Rule G-8 – Books and Records to be Made by Brokers, Dealers and Municipal Securities Dealers

(a)(i) – (xvi) No change.

(xvii)  Records Concerning Compliance with Rule G-20.  Each broker, dealer and municipal securities dealer shall maintain:

(A) [(i)] a separate record of any gift or gratuity referred to in Rule G-20(a); [and]

(B) [(ii)] all agreements referred to in Rule G-20(c) and all compensation paid as a result of those agreements; and[.]

(C) records of all non-cash compensation referred to in Rule G-20(d).  The records shall include the name of the person or entity making the payment, the names of the associated persons receiving the payments (if applicable), and the nature (including the location of meetings described in Rule G-20(d)(iii), if applicable) and value of non-cash compensation received.

 (xviii) – (xxii)  No change.

(b)-(g)  No change.


[1] SR-MSRB-2005-02.  Comments on the proposed rule change should be submitted to the SEC and should reference this file number.

[2] Rule G-17 provides that “In the conduct of its municipal securities activities, each broker, dealer and municipal securities dealer shall deal fairly with all persons and shall not engage in any deceptive, dishonest, or unfair practice.”

[3] MSRB Notice on “Application of Fair Practice and Advertising Rules to Municipal Fund Securities,” May 14, 2002, reprinted in the MSRB Rule Book (July 1, 2004) at page 151.

Municipal fund securities are municipal securities issued by an issuer that, but for the application of Section 2(b) of the Investment Company Act of 1940, as amended, would constitute an investment company within the meaning of that Act.  The most common forms of municipal fund securities sold by dealers consist of interests in trusts established by states as qualified tuition programs under Section 529 of the Internal Revenue Code (“529 college savings plans”), and interests in local government investment pools.

[4] Id.

[5] The NASD language with respect to this exception from the $100 annual gift limitation appears in an interpretive letter relating to NASD Rule 3060.  See interpretive letter, dated June 10, 1999, from R. Clark Hooper, Executive Vice President, NASD, to Henry H. Hopkins, Director, and Sarah McCafferty, Vice President, T. Rowe Price Investment Services, Inc. 
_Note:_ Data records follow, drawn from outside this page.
PR #165, opened 2018-05-22
Initial Android HTTP implementation

shanelile:
This is the initial stab at a basic Android HTTP implemention for libHttpClient. It includes a new androidproj with a simple wrapper around OkHttp and enough entry points to manage extracting the data we need from hc_call and then populating the response. I've verified that basic calls work by integrating into our test XAL app and getting far enough to request a D token. This raises some questions but I felt the context of the pull request would make it easier to understand the motivations behind them and I'll add them inline.


Source/HTTP/Android/android_http_request.cpp
```diff
@@ -0,0 +1,355 @@
+#include "pch.h"
+
+#include "android_http_request.h"
+
+#include <httpClient/httpClient.h>
+
+/* static */ JavaVM* HttpRequest::s_javaVM = nullptr;
```
jasonsandlin: >/* static */ [](start = 0, length = 12)

why /* static */ everywhere?  seems like you should just remove this

Include/httpClient/httpClient.h
```diff
@@ -100,7 +100,7 @@ STDAPI HCMemGetFunctions(
 /// Should have a corresponding call to HCGlobalCleanup().
 /// </summary>
```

The existing Rule G-20 language relating to “gifts of reminder advertising” is retained in the proposed amendments without change even though such language does not exist under NASD rules.

[6] The proposed language in Rule G-20 that refers to “a location at which a significant asset, if any, being financed or refinanced in the primary offering is located” is based on language included in draft amendments to NASD Rule 2710 proposed for comment by NASD in Notice to Members 04-07 (February 3, 2004) (the “NASD Corporate Financing Proposal”).

[7] These total production and equal weighting requirements currently are included in NASD Rules 2820 and 2830, and are included in draft amendments to Rule 2710 proposed for comment in the NASD Corporate Financing Proposal.

[8] See  “Request for Comments on Draft Amendments to Rules G-20 and G-8 Relating to Gifts, Gratuities and Non-Cash Compensation in Municipal Debt Offerings and Sales of Municipal Fund Securities,” MSRB Notice 2004-17 (June 15, 2004), at www.msrb.org.

[9] See NASD “Regulatory & Compliance Alert” (Summer 2000) at 13.

[10] Underlining indicates new language; brackets indicate deletions.